↓

PR #1779, opened 2022-06-09
denylist: drop denials for some s390x tests

LakshmiRavichandran1:
The tests 
- https://github.com/coreos/fedora-coreos-tracker/issues/1204 , 
- https://github.com/coreos/fedora-coreos-tracker/issues/1205, 
- https://github.com/coreos/fedora-coreos-tracker/issues/1207 

no longer fail because of an `ostree-2022.4-2.fc36 `update.

The `ext.config.ignition.resource.remote` (https://github.com/coreos/fedora-coreos-tracker/issues/1215) seems to be passing now as well (Not sure what changed there, but happy to see it passing.)

### DIFF
--- a/kola-denylist.yaml
+++ b/kola-denylist.yaml
@@ -17,23 +17,7 @@
   tracker: https://github.com/coreos/coreos-assembler/issues/2725
   arches:
   - ppc64le
-- pattern: rpmostree.install-uninstall
-  tracker: https://github.com/coreos/fedora-coreos-tracker/issues/1204
-  arches:
-  - s390x
-- pattern: rpmostree.upgrade-rollback
-  tracker: https://github.com/coreos/fedora-coreos-tracker/issues/1205
-  arches:
-  - s390x
-- pattern: ostree.hotfix
-  tracker: https://github.com/coreos/fedora-coreos-tracker/issues/1207
-  arches:
-  - s390x
 - pattern: multipath.day2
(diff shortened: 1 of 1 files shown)


dustymabe:
Let's update the commit message here to have more information.

Something like:

```
denylist: drop denials for some s390x tests

The first three tests no longer fail because of an ostree update.
The `ext.config.ignition.resource.remote` seems to be passing now
as well. Not sure what changed there, but happy to see it passing.
```

We should also put a comment in https://github.com/coreos/fedora-coreos-tracker/issues/1215 with the new information about the test now passing in local tests.

LakshmiRavichandran1:
@dustymabe updated as per your comments

dustymabe:
Still need to update the git commit (not just the PR description).

LakshmiRavichandran1:
> Still need to update the git commit (not just the PR description).

should look good now

dustymabe:
> > 
> 
> should look good now

almost!

There's still no body in the commit message. Just a title. It should be in format like:

```
this is the title line

This is line 1 of the body.
This is line 2 of the body.
```

dustymabe:
Thanks @LakshmiRavichandran1

dustymabe:
I'll merge this since it's already passed CI before the last push that just updated the git message and also because the change wouldonly be tested on s390x.

dustymabe (approved):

↑

*Required action*: Your answer should consist of the lines of the listing that contain "commit", copied as they stand.

*Answer to the problem*:
Let's update the commit message here to have more information.
Still need to update the git commit (not just the PR description).
> Still need to update the git commit (not just the PR description).
There's still no body in the commit message. Just a title. It should be in format like:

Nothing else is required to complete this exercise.